PR #4266, opened 2026-02-03
[v10] fix: validate that `InferredDiscrete` ends up in a discrete partition

AayushSabharwal:


test/clock.jl
```diff
@@ -170,6 +170,15 @@ SciMLBase.is_discrete_time_domain(::ZeroArgOp) = true
     @test clkmap[ZeroArgOp()()] == clk
 end
 
+@testset "`InferredDiscrete` validation" begin
+    k = ShiftIndex()
+    @variables x(t) y(t)
+    @named sys = System([x(k) ~ x(k-1) + x(k-2), D(y) ~ Hold(x) + t], t)
+    @test_throws ModelingToolkit.ExpectedDiscreteClockPartitionError mtkcompile(sys)
+    @named sys = System([x(k) ~ x(k-1) + x(k-2), D(y) ~ x + t], t)
+    @test_throws ModelingToolkit.ExpectedDiscreteClockPartitionError mtkcompile(sys)
```
baggepinnen, line 179: This looks surprising to me, what is expected to be discrete but isn't in this system?

AayushSabharwal: `x` is expected to be discrete, but it has no discrete clock associated with it. Note how `k` isn't passed a clock.

baggepinnen: I see, thanks. Eventually, we'd like to support discrete-time models where the clock is not specified. You could not simulate such a system, but you could generate the code for it as long as you can tell that all variables are on the same (unknown) clock. When you deploy code that is called from an external runtime, the model does not need to know its clock, just what to do when called.

AayushSabharwal: Such a system would be purely discrete, right? We can codegen that already

baggepinnen: > Such a system would be purely discrete, right?

Yes

> We can codegen that already

:+1:

PR #4269, opened 2026-02-04
Fix extend

### LINKED ISSUE #4267: `extend` does not handle Brownians or jumps
I noticed that `extend` seems to be somewhat out of date, for example it misses Brownians and jumps. Is that intentional? If not I will PR a fix for that (along with Poissonians if/when that gets merged).

Likewise, with the move to one `System` type, should `extend`'s signature be tightened to just take `System`s? I'm not sure it makes sense given everything it currently does, and how it doesn't check for the existence of "non-core" fields before getting them, to keep it defined for `AbstractSystem`s.

isaacsas:
## Summary

Fixes #4267

The `extend` function was not properly merging `brownians`, `poissonians`, and `jumps` fields when combining two systems. These fields were simply lost because they weren't being unioned or passed to the System constructor.

## Changes

**`lib/ModelingToolkitBase/src/systems/abstractsystem.jl`**
- Added union of `brownians` from both systems (passed as positional arg)
- Added union of `poissonians` from both systems (passed as kwarg)
- Added union of `jumps` from both systems (passed as kwarg)

## Test Coverage

New test file `extend_sde_jump.jl` with comprehensive tests:

- **Brownians**: disjoint, shared, ODE+SDE combinations
- **Poissonians**: disjoint, shared, constant rate, variable rate, ODE+Poissonian
- **Jumps**: ConstantRateJump, MassActionJump, ODE+Jump
- **Mixed combinations**: brownians+poissonians, brownians+jumps, poissonians+jumps, all three
- **Priority semantics**: verifies `sys` values preferred over `basesys` for initial conditions
- **Correctness tests**: statistical validation that extended systems compile and solve correctly

### DIFF
--- a/lib/ModelingToolkitBase/src/precompile.jl
+++ b/lib/ModelingToolkitBase/src/precompile.jl
@@ -111,6 +111,7 @@ PrecompileTools.@compile_workload begin
     v = [p]
     isempty(v)
     # mtkcompile(sys)
+    ODEProblem(mtkcompile(System([ModelingToolkitBase.D_nounits(x) ~ 2x + 1], ModelingToolkitBase.t_nounits; name = :a)), [x => 1], (0.0, 1.0))
 end
 
 precompile(Tuple{typeof(SymbolicUtils.isequal_somescalar), Float64, Float64})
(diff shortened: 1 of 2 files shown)


isaacsas:
@AayushSabharwal I think this is good too now. Thanks!

isaacsas:
Thanks! If we could get a release when you have a chance that would be great.

PR #4274, opened 2026-02-07
fix: make @poissonians return a Vector like @variables and @brownians

isaacsas:
## Summary

`@poissonians` returned inconsistent types compared to `@variables` and `@brownians`:

| Case | `@variables` / `@brownians` | `@poissonians` (before) |
|---|---|---|
| Single, inline | `[x]` (1-element `Vector`) | bare `Num` |
| Multiple, inline | `[x, y]` (`Vector`) | `(x, y)` (`Tuple`) |
| Block syntax | `[x, y]` (`Vector`) | bare `Num` or `Tuple` |

This happened because `@variables` and `@brownians` delegate to `Symbolics.parse_vars` (which always returns a `Vector` via `Expr(:vect, ...)`), while `@poissonians` used custom codegen that returned a bare name for single declarations and an `Expr(:tuple, ...)` for multiple.

## Fix

One-line change in `_poissonians`: replace the conditional bare/tuple return with `Expr(:vect, names...)` so it always returns a `Vector`.

No existing tests break since all current usages rely on the side effect of binding variables into scope, not on the return value. New tests verify the return type across all permutations (single/multiple, inline/block).

### DIFF
--- a/lib/ModelingToolkitBase/src/variables.jl
+++ b/lib/ModelingToolkitBase/src/variables.jl
@@ -737,12 +737,8 @@ function _poissonians(exprs...)
         end)
     end
 
-    # Return the variables as a tuple (or single if only one)
-    if length(names) == 1
-        return Expr(:block, assignments..., names[1])
-    else
-        return Expr(:block, assignments..., Expr(:tuple, names...))
-    end
+    # Return the variables as a Vector, consistent with @variables and @brownians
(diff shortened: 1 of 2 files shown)


isaacsas:
@AayushSabharwal if relevant tests pass this should be good to go. It is a minor change to just be consistent with `@variables` and always return a vector.

PR #4298, opened 2026-02-11
Enable sys.x variable accessor pattern for PDESystem

ctessum-claude:
## Summary

- Adds `var_to_name` field to `PDESystem` and builds it from dependent variables and parameters in the constructor, enabling `getvar`'s fast O(1) variable lookup
- Rewrites `Base.getproperty` for `PDESystem` to fall through to `AbstractSystem`'s `getvar` for symbolic variable lookup (`sys.x` pattern) while preserving struct field access and deprecated name aliases
- Adds accessor bridges (`get_unknowns`, `has_unknowns`) mapping PDESystem's `dvs` field to the `unknowns` API expected by `getvar`
- Adds `Base.propertynames` override listing dependent variables, parameters, independent variables, and subsystems
- Handles independent variables without namespacing, matching `System` behavior
- Fixes a bug where `depwarn` calls in the original `getproperty` were dead code (placed after `return` statements)

## Test plan

- [x] All existing PDE tests pass (analytic_func access, independent_variables check)
- [x] New tests verify `sys.x` accessor for dependent variables, parameters, and independent variables
- [x] New tests verify `sys.x` accessor works without parameters (NullParameters)
- [x] New tests verify subsystem listing via `propertynames`
- [x] New tests verify namespacing behavior matches `System` (IVs not namespaced, DVs/params namespaced)
- [x] New tests verify struct field access still works (`sys.eqs`, `sys.bcs`)
- [x] New tests verify `ArgumentError` on nonexistent variables

### DIFF
--- a/lib/ModelingToolkitBase/src/systems/pde/pdesystem.jl
+++ b/lib/ModelingToolkitBase/src/systems/pde/pdesystem.jl
@@ -89,6 +89,10 @@ struct PDESystem <: AbstractSystem
     Metadata for MTK GUI.
     """
     gui_metadata::Union{Nothing, GUIMetadata}
+    """
+    Mapping from variable names to symbolic variables, enabling the `sys.x` accessor pattern.
+    """
+    var_to_name::Dict{Symbol, SymbolicT}
     @add_kwonly function PDESystem(
             eqs, bcs, domain, ivs, dvs,
             ps = SciMLBase.NullParameters();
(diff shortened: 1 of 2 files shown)


ctessum:
This is necessary (I think) because currently there's no good way to get the variables out of a PDESystem in order to (for example) index an individual variable out of a solution object. The goal of this PR is to make the PDESystem use the same method for variable accessing that the normal `System` uses.

AayushSabharwal (approved):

→ EXERCISE AIM: Where a line of the listing holds "combinations", show that line.

→ FINAL ANSWER:
- **Brownians**: disjoint, shared, ODE+SDE combinations
- **Mixed combinations**: brownians+poissonians, brownians+jumps, poissonians+jumps, all three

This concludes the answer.